╭─ GIVEN DATA
PR #1020, opened 2019-07-03
Don't create empty exception file on UWP

guperrot:

## Description

Don't create empty exception file on UWP.

## Related PRs or issues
╰─
- _YOUR INSTRUCTIONS_:
Every entry must be duplicated exactly as it was written.

- _RESULT FOR THIS EXERCISE_:
PR #1020, opened 2019-07-03
Don't create empty exception file on UWP

guperrot:

## Description

Don't create empty exception file on UWP.

## Related PRs or issues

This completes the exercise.